[EXERCISE DIRECTIONS] Identify every line in the records below that contains the word "ValidationError", and reproduce each one.

[Stored items]
PR #503, opened 2024-08-23
feat: validate signed events

dav1do:
Initial implementation of validation for signed events. The Validation module accepts the list of events, partitions them into "time" and "signed" events and delegates the validation to the appropriate handler. 

The signed validator will validate events against the init controller and if it's unable to find the init event, will consider them unvalidated. The service decides whether this is an error or acceptable based on the `ValidationRequirement` `allow_pending` value. If pending is supported, they are tracked in memory until the required init event is found, otherwise they are considered an error.

When verifying against the init event we check the CACAO resources, the CACAO and envelope signatures and the delegation chain, but we currently assume all streams are MIDs when constructing the stream ID to use.

This targets ~~#505~~ #526 and is not enabled by default yet as it is behind an experimental feature flag: `--experimental-feature-flags event-validation`.

### DIFF
--- a/event-svc/src/event/service.rs
+++ b/event-svc/src/event/service.rs
@@ -110,9 +110,9 @@ impl EventService {
         Self::try_new(pool, false, true).await
     }
 
-    /// Currently, we track events that were ASAP deliverable but we don't know the init event.
-    /// Immediately deliverable require the init event existing so don't need tracking.
-    /// Lazy deliverable don't require the init event to exist for validation so don't need tracking.
+    /// Currently, we track events when the [`ValidationRequirement`] allows. Right now, this applies to
+    /// recon discovered events when the init event isn't yet known to the node due to out of order sync
+    /// but might apply to other cases in the future.
     fn track_pending(&self, pending: Vec<UnvalidatedEvent>) {
         let mut map = self.pending_writes.lock().unwrap();
         if map.len() + pending.len() >= PENDING_VALIDATION_QUEUE_DEPTH {
--- a/event-svc/src/event/service.rs
+++ b/event-svc/src/event/service.rs
@@ -223,7 +223,7 @@ impl EventService {
 
         let ValidatedEvents {
             valid,
-            unvalidated: pending,
+            unvalidated,
             invalid,
         } = EventValidator::validate_events(&self.pool, validation_requirement, to_validate)
             .await?;
@@ -231,7 +231,7 @@ impl EventService {
 
         Ok(ValidatedEvents {
             valid,
-            unvalidated: pending,
+            unvalidated,
             invalid: invalid_events,
         })
     }
--- a/event-svc/src/event/service.rs
+++ b/event-svc/src/event/service.rs
@@ -437,7 +437,7 @@ impl EventService {
                 self.send_discovered_event(DiscoveredEvent {
                     cid: *ev.cid(),
                     prev: ev.event().prev().copied(),
-                    id: Some(*ev.event().id()),
+                    id: *ev.event().id(),
                     known_deliverable: ev.deliverable(),
                 })
                 .await?;
@@ -488,18 +488,9 @@ pub(crate) struct DiscoveredEvent {
     /// The prev event that this event builds on.
     pub(crate) prev: Option<Cid>,
     /// The Cid of the init event that identifies the stream this event belongs to.
-    pub(crate) id: Option<Cid>,
+    pub(crate) id: Cid,
     /// Whether this event is known to already be deliverable.
     pub(crate) known_deliverable: bool,
-}
-
-impl DiscoveredEvent {
-    pub(crate) fn stream_cid(&self) -> Cid {
-        match self.id {
-            None => self.cid, // init event
-            Some(id) => id,
-        }
-    }
 }
 
 #[derive(Debug, Clone, PartialEq, Eq)]
--- a/event-svc/src/event/service.rs
+++ b/event-svc/src/event/service.rs
@@ -197,7 +197,7 @@ impl EventService {
     async fn validate_events(
         &self,
         items: &[ReconItem<EventId>],
-        validation_req: Option<ValidationRequirement>,
+        validation_req: Option<&ValidationRequirement>,
     ) -> Result<ValidatedEvents> {
         let mut parsed_events = Vec::with_capacity(items.len());
         let mut invalid_events = Vec::with_capacity(items.len() / 4); // assume most of the events are valid
@@ -245,17 +245,31 @@ impl EventService {
     ) -> Result<InsertResult> {
         let ValidatedEvents {
             valid,
-            unvalidated: pending,
+            unvalidated,
             mut invalid,
-        } = self.validate_events(items, validation_req).await?;
+        } = self.validate_events(items, validation_req.as_ref()).await?;
 
         let to_insert: Vec<EventInsertable> = valid
             .into_iter()
             .map(|e| ValidatedEvent::into_insertable(e, informant))
             .collect();
 
+        // we consider these "invalid" to tell the caller what happened.
+        // it may be okay and we'll track them below and try to find events we need in the future,
+        // but if this isn't allowed, we won't track them and just error
+        unvalidated.iter().for_each(|p| {
+            invalid.push(ValidationError::RequiresHistory {
+                key: p.order_key().to_owned(),
+            })
+        });
+
+        // if we're not validating, there's no need to pend anything
+        if validation_req.map_or(false, |v| v.allow_pending) {
+            self.track_pending(unvalidated);
+        }
+
         let store_result = self
-            .persist_events(to_insert, deliverable_req, pending, &mut invalid)
+            .persist_events(to_insert, deliverable_req, &mut invalid)
             .await?;
 
         Ok(InsertResult {
@@ -264,27 +278,15 @@ impl EventService {
         })
     }
 
-    /// Persists events to disk, tracks 'pending' events and notifies the background ordering task when appropriate
+    /// Persists events to disk and notifies the background ordering task when appropriate
     async fn persist_events(
         &self,
         to_insert: Vec<EventInsertable>,
         deliverable_req: DeliverableRequirement,
-        pending: Vec<UnvalidatedEvent>,
         invalid: &mut Vec<ValidationError>,
     ) -> Result<crate::store::InsertResult> {
         let ordered = OrderEvents::try_new(&self.pool, to_insert).await?;
 
-        // we consider pending "invalid" to tell the caller what happened.
-        // for recon, it's okay and we'll track them below and try to find events we need in the future,
-        // but if this is API (Immediate), we won't track them because they shouldn't exist yet.
-        pending.iter().for_each(|p| {
-            invalid.push(ValidationError::RequiresHistory {
-                key: p.order_key().to_owned(),
-            })
-        });
-
-        // api writes shouldn't have any missed history so we don't insert those events and
-        // we can skip notifying the ordering task because it's impossible to be waiting on them
         match deliverable_req {
             DeliverableRequirement::Immediate => {
                 let to_insert = ordered.deliverable().iter();
@@ -296,8 +298,6 @@ impl EventService {
                 Ok(CeramicOneEvent::insert_many(&self.pool, to_insert).await?)
             }
             DeliverableRequirement::Lazy | DeliverableRequirement::Asap => {
-                self.track_pending(pending);
-
                 let to_insert = ordered
                     .deliverable()
                     .iter()
@@ -496,10 +496,11 @@ pub(crate) struct DiscoveredEvent {
 #[derive(Debug, Clone, PartialEq, Eq)]
 pub struct ValidationRequirement {
     /// Whether we should check the signature is currently valid or simply whether it was once valid
-    check_exp: bool,
-    /// If true: the init event must be currently known to the node or it's invalid.
-    /// If false, it may be "pended" until the init event is discovered and the signature can be validated.
-    require_local_init: bool,
+    pub check_exp: bool,
+    /// Whether validation must succeed or events can be "pended" until init events are discovered.
+    /// If true: the init event may not yet be known to the node and we'll store it in memory until we discover it.
+    /// If false, we fail validation if we can't find the init event to validate the signature.
+    pub allow_pending: bool,
 }
 
 impl ValidationRequirement {
@@ -507,7 +508,7 @@ impl ValidationRequirement {
     pub fn new_local() -> Self {
         Self {
             check_exp: true,
-            require_local_init: true,
+            allow_pending: false,
         }
     }
 
@@ -515,7 +516,7 @@ impl ValidationRequirement {
     pub fn new_recon() -> Self {
         Self {
             check_exp: false,
-            require_local_init: false,
+            allow_pending: true,
         }
     }
 }
--- a/event-svc/src/event/validator/event.rs
+++ b/event-svc/src/event/validator/event.rs
@@ -15,7 +15,7 @@ use crate::{
     Result,
 };
 
-use super::grouped::{GroupedEvents, SignedEvents, Time, Unsigned};
+use super::grouped::{GroupedEvents, SignedValidationBatch, TimeValidationBatch};
 
 #[derive(Debug)]
 pub struct ValidatedEvents {
@@ -152,8 +152,8 @@ impl<'a> EventValidator<'a> {
         let grouped = GroupedEvents::from(parsed_events);
 
         let (validated_signed, validated_time) = try_join!(
-            validator.validate_signed_events(grouped.signed, grouped.unsigned),
-            validator.validate_time_events(grouped.time)
+            validator.validate_signed_events(grouped.signed_batch),
+            validator.validate_time_events(grouped.time_batch)
         )?;
         validated.extend_with(validated_signed);
         validated.extend_with(validated_time);
@@ -166,8 +166,7 @@ impl<'a> EventValidator<'a> {
 
     async fn validate_signed_events(
         &self,
-        events: SignedEvents,
-        unsigned: Vec<Unsigned>,
+        events: SignedValidationBatch,
     ) -> Result<ValidatedEvents> {
         let opts = if self.check_exp {
             ceramic_validation::VerifyJwsOpts::default()
@@ -177,13 +176,13 @@ impl<'a> EventValidator<'a> {
                 ..Default::default()
             }
         };
-        SignedValidator::validate_events(self.pool, &opts, events, unsigned).await
+        SignedValidator::validate_events(self.pool, &opts, events).await
     }
 
-    async fn validate_time_events(&self, events: Vec<Time>) -> Result<ValidatedEvents> {
+    async fn validate_time_events(&self, events: TimeValidationBatch) -> Result<ValidatedEvents> {
         // TODO: IMPLEMENT THIS
         Ok(ValidatedEvents {
-            valid: events.into_iter().map(ValidatedEvent::from).collect(),
+            valid: events.0.into_iter().map(ValidatedEvent::from).collect(),
             unvalidated: Vec::new(),
             invalid: Vec::new(),
         })
--- a/event-svc/src/event/validator/event.rs
+++ b/event-svc/src/event/validator/event.rs
@@ -4,12 +4,18 @@ use ceramic_core::{Cid, EventId, NodeId};
 use ceramic_event::unvalidated;
 use ipld_core::ipld::Ipld;
 use recon::ReconItem;
+use tokio::try_join;
 
 use crate::{
-    event::service::{ValidationError, ValidationRequirement},
+    event::{
+        service::{ValidationError, ValidationRequirement},
+        validator::signed::SignedValidator,
+    },
     store::{EventInsertable, SqlitePool},
     Result,
 };
+
+use super::grouped::{GroupedEvents, SignedEvents, Time, Unsigned};
 
 #[derive(Debug)]
 pub struct ValidatedEvents {
@@ -30,18 +36,16 @@ pub struct ValidatedEvent {
 }
 
 impl ValidatedEvent {
-    pub fn order_key(&self) -> &EventId {
-        &self.key
-    }
-
+    /// Convert this ValidatedEvent into an EventInsertable
     pub fn into_insertable(value: Self, informant: Option<NodeId>) -> EventInsertable {
         EventInsertable::new(value.key, value.cid, value.event, informant, false)
             .expect("validated events must be insertable")
     }
 
-    /// Skip the validation process. `unchecked` has a "memory unsafety" implication typically, but
-    /// this is safe code, however, doing this is not protocol safe. Mainly used in tests and by anything
-    /// that skips the validation process (e.g. an ipfs -> ceramic-one migration).
+    /// The way to convert into a validated event. Normally `unchecked` has a "memory unsafety" implication typically,
+    /// but this is safe code, however, doing this outside of the validation flow is not protocol safe.
+    /// It is used to covert an event after validation succeeds currently, but is also used in tests and
+    /// by anything that skips the validation process (e.g. an ipfs -> ceramic-one migration).
     pub(crate) fn from_unvalidated_unchecked(event: UnvalidatedEvent) -> Self {
         Self {
             key: event.key,
@@ -112,25 +116,74 @@ impl ValidatedEvents {
 pub struct EventValidator<'a> {
     pool: &'a SqlitePool,
     /// Whether we should check the signature is currently valid or simply whether it was once valid
-    requirement: ValidationRequirement,
+    check_exp: bool,
 }
 
 impl<'a> EventValidator<'a> {
-    fn new(pool: &'a SqlitePool, requirement: ValidationRequirement) -> Self {
-        Self { pool, requirement }
+    fn new(pool: &'a SqlitePool, requirement: &ValidationRequirement) -> Self {
+        Self {
+            pool,
+            check_exp: requirement.check_exp,
+        }
     }
+
     pub(crate) async fn validate_events(
-        _pool: &'a SqlitePool,
-        _validation_req: Option<ValidationRequirement>,
+        pool: &'a SqlitePool,
+        validation_req: Option<&ValidationRequirement>,
         parsed_events: Vec<UnvalidatedEvent>,
     ) -> Result<ValidatedEvents> {
-        // let _validator = Self::new(pool, validation_req);
+        let validation_req = if let Some(req) = validation_req {
+            req
+        } else {
+            // we don't validate so we just return done
+            return Ok(ValidatedEvents {
+                valid: parsed_events
+                    .into_iter()
+                    .map(ValidatedEvent::from_unvalidated_unchecked)
+                    .collect(),
+                unvalidated: Vec::new(),
+                invalid: Vec::new(),
+            });
+        };
+        let validator = Self::new(pool, validation_req);
+
+        let mut validated = ValidatedEvents::new_with_expected_valid(parsed_events.len());
+        // partition the events by type of validation needed and delegate to validators
+        let grouped = GroupedEvents::from(parsed_events);
+
+        let (validated_signed, validated_time) = try_join!(
+            validator.validate_signed_events(grouped.signed, grouped.unsigned),
+            validator.validate_time_events(grouped.time)
+        )?;
+        validated.extend_with(validated_signed);
+        validated.extend_with(validated_time);
+
+        if !validated.invalid.is_empty() {
+            tracing::warn!(count=%validated.invalid.len(), "invalid events discovered");
+        }
+        Ok(validated)
+    }
+
+    async fn validate_signed_events(
+        &self,
+        events: SignedEvents,
+        unsigned: Vec<Unsigned>,
+    ) -> Result<ValidatedEvents> {
+        let opts = if self.check_exp {
+            ceramic_validation::VerifyJwsOpts::default()
+        } else {
+            ceramic_validation::VerifyJwsOpts {
+                at_time: ceramic_validation::AtTime::SkipTimeChecks,
+                ..Default::default()
+            }
+        };
+        SignedValidator::validate_events(self.pool, &opts, events, unsigned).await
+    }
+
+    async fn validate_time_events(&self, events: Vec<Time>) -> Result<ValidatedEvents> {
         // TODO: IMPLEMENT THIS
         Ok(ValidatedEvents {
-            valid: parsed_events
-                .into_iter()
-                .map(ValidatedEvent::from_unvalidated_unchecked)
-                .collect(),
+            valid: events.into_iter().map(ValidatedEvent::from).collect(),
             unvalidated: Vec::new(),
             invalid: Vec::new(),
         })
--- a/event-svc/src/event/validator/event.rs
+++ b/event-svc/src/event/validator/event.rs
@@ -127,6 +127,8 @@ impl<'a> EventValidator<'a> {
         }
     }
 
+    /// Validates the events with the given validation requirement
+    /// If the [`ValidationRequirement`] is None, it just returns every event as valid
     pub(crate) async fn validate_events(
         pool: &'a SqlitePool,
         validation_req: Option<&ValidationRequirement>,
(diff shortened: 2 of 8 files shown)


service/src/event/service.rs
```diff
@@ -130,76 +177,35 @@ impl CeramicEventService {
...
-    }
-
-    async fn validate_time_events(
-        events: Vec<EventInsertable>,
-    ) -> Result<(Vec<EventInsertable>, Vec<InvalidItem>)> {
-        // TODO: IMPLEMENT THIS
-        Ok((events, Vec::new()))
-    }
-
-    pub(crate) async fn validate_events(
```
stbrody, line 147: any reason to remove this helper function?  `insert_events` is quite long, having it broken down into a series of helper functions I think improves readability.

service/src/event/service.rs
```diff
@@ -130,76 +177,35 @@ impl CeramicEventService {
...
-    ) -> Result<InsertResult> {
-        let (to_insert, mut invalid) = Self::validate_events(items).await?;
+        let history_req = source.into();
+        let pending_to_insert = self.remove_pending(&parsed_events);
+        let to_validate = parsed_events.into_iter().chain(pending_to_insert).collect();
+
+        let validator = EventValidator::new(&self.pool, history_req);
+        let (to_insert, pending) = validator.validate_events(to_validate, &mut invalid).await?;
+        pending.iter().for_each(|p| {
+            invalid.push(InvalidItem::RequiresHistory {
```
stbrody, line 204: doesn't whether pending events are considered invalid or not depend on the `DeliverableRequirement` in use?  It looks like below we are still inserting events with missing history so long as we're in Lazy or Asap mode.

service/src/event/validator.rs
```diff
@@ -0,0 +1,269 @@
...
+impl<'a> EventValidator<'a> {
+    pub fn new(pool: &'a SqlitePool, history_req: HistoryRequirement) -> Self {
+        Self { pool, history_req }
+    }
+
+    pub(crate) async fn validate_events(
+        &self,
+        parsed_events: Vec<EventInsertable>,
+        invalid_events: &mut Vec<InvalidItem>,
+    ) -> Result<(Vec<EventInsertable>, Vec<EventInsertable>)> {
```
stbrody, line 47: can we comment what the two different return vectors are?  And frankly just add some doc comments for this whole function

service/src/event/service.rs
```diff
@@ -74,9 +80,50 @@ impl CeramicEventService {
...
+                    Some(*e.cid())
+                } else {
+                    None
+                }
+            })
+            .collect();
+        let mut lock = self.pending_writes.lock().unwrap();
+        let mut to_add = Vec::new(); // no clue on capacity..
+        for new_cid in new_init_cids {
+            if let Some(unblocked) = lock.remove(&new_cid) {
```
stbrody, line 119: nitpick: weird to see `lock.remove()`.  At this point the "lock" object is really a reference to the underlying map right?  Can we call it "map" or something like that instead?

service/src/event/validator.rs
```diff
@@ -0,0 +1,269 @@
...
+        // first collect all the init events so we can refer to them when grouping by type
+        // in order to avoid querying the database or rejecting the events incorrectly.
+        // we will then add any missing init events from the DB for the next phase.
+        // guess at a capacity and just assume half are init events so we only need to re-allocate once at most
+        // TODO: we should validate these init events before we trust them for others.. could
```
stbrody, line 52: what's the plan for addressing this TODO?  Do we need a ticket for this?

service/src/event/validator.rs
```diff
@@ -0,0 +1,269 @@
...
+            if event.event().is_init() {
+                required_init_events.insert(*event.cid(), event.event().to_owned());
+            }
+        });
+        // Group events by their type (over allocate vectors for now)
+        let mut valid_events = Vec::with_capacity(parsed_events.len());
+        let mut signed_events = Vec::with_capacity(parsed_events.len());
+        let mut time_events = Vec::with_capacity(parsed_events.len());
+        let mut pending_events = match self.history_req {
+            HistoryRequirement::InitOnly => Vec::with_capacity(parsed_events.len() / 2),
```
stbrody, line 66: I don't quite follow the logic for different starting capacity based on history requirement here.

service/src/event/validator.rs
```diff
@@ -0,0 +1,269 @@
...
+            _ => Vec::new(),
+        };
+        for event in parsed_events {
+            match event.event().as_ref() {
+                unvalidated::Event::Time(time) => {
```
stbrody, line 71: why do time events even need their init event to be present to be validated?  What stops you from validating a TimeEvent even without having the init event?  For data events you need the init because you need the controller, but TimeEvents don't have that requirement.

service/src/event/validator.rs
```diff
@@ -0,0 +1,269 @@
...
+                    let init_known = if required_init_events.contains_key(time.id()) {
+                        true
+                    } else {
+                        let (exists, _) =
+                            CeramicOneEvent::deliverable_by_cid(self.pool, time.id()).await?;
+                        exists
+                    };
+                    if init_known || matches!(self.history_req, HistoryRequirement::None) {
```
stbrody, line 79: if there's no history requirement, then it seems like we can skip querying the database for the init event entirely yes?  Maybe we can restructure this with an early return to avoid doing unnecessary work?

service/src/event/validator.rs
```diff
@@ -0,0 +1,269 @@
...
+                        time_events.push(event);
+                    } else if matches!(self.history_req, HistoryRequirement::InitOnly) {
+                        pending_events.push(event);
+                    } else {
+                        invalid_events.push(InvalidItem::RequiresHistory {
```
stbrody, line 84: this feels like more of a IOD concern than a validation concern.  I feel like all the validation code shouldn't need to know anything about the HistoryRequirement frankly.  From validation's perspective it either has everything it needs to do the validation, or it doesn't and is still missing something.  But whether the fact that missing something is an error or not is a question for a higher layer, not something the validation system should be concerning itself with.

stbrody: Maybe validation should return 3 vectors?  valid, invalid, and pending?  Then the caller can decide if it wants to turn pending into invalid.

stbrody (commented):
I'm worried we're leaking too much IOD logic into the validation layer.  Can we keep these more isolated?

service/src/event/validator.rs
dav1do: It's silly and I'll remove it - not worth the mental overhead. The reasoning was that no history required or all history required were either valid or invalid, not pending. 

I'd like to figure out how to encapsulate the pending stuff more nicely because it sort of bleeds into IOD and makes assumptions based on the source that are more implicit than I'd like right now.

service/src/event/validator.rs
dav1do: I was on the fence here.. we don't need it, so maybe it's better to just validate it right away. I assumed if we don't have the init event we probably don't care to validate the event because we're not going to be able to order it and have no reason to store it.. but if we found it, we probably want to, so it'd be nice to simplify this to just data events.

service/src/event/validator.rs
dav1do: yeah, good call

service/src/event/validator.rs
dav1do: Yeah, I need to encapsulate this better and think about it a bit more. Right now it does return 3 vectors (sort of): `valid`, `pending` return by value and it access the mutable reference to invalid to add to it. I'm basically trying to avoid doing signature validation until we care/need to. If I can make a type that encapsulates the phases of validation, it'll be store the partially validated event and pick up where we need to.

The reason this exists is pretty much because of the migration. We can't validate migrated data events completely without the init events, but we're currently not willing to wait for them because it's already so time consuming and IO intensive and we get random ordering, so we want to validate signatures etc without checking things against the init, so at least we have some confidence the data was made by js-ceramic and is valid.

service/src/event/validator.rs
dav1do: yeah, I was planning to use a struct return here. I first wanted to poc things and makes sure the validation traits etc seem reasonable and it should actually work.. but this is definitely a hack job 😅  

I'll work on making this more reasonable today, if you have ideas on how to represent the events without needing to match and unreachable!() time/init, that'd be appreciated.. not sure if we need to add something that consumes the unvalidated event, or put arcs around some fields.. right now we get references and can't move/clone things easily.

[RESPONSE AREA]
+            invalid.push(ValidationError::RequiresHistory {
         invalid: &mut Vec<ValidationError>,
-            invalid.push(ValidationError::RequiresHistory {
-    event::service::{ValidationError, ValidationRequirement},
+        service::{ValidationError, ValidationRequirement},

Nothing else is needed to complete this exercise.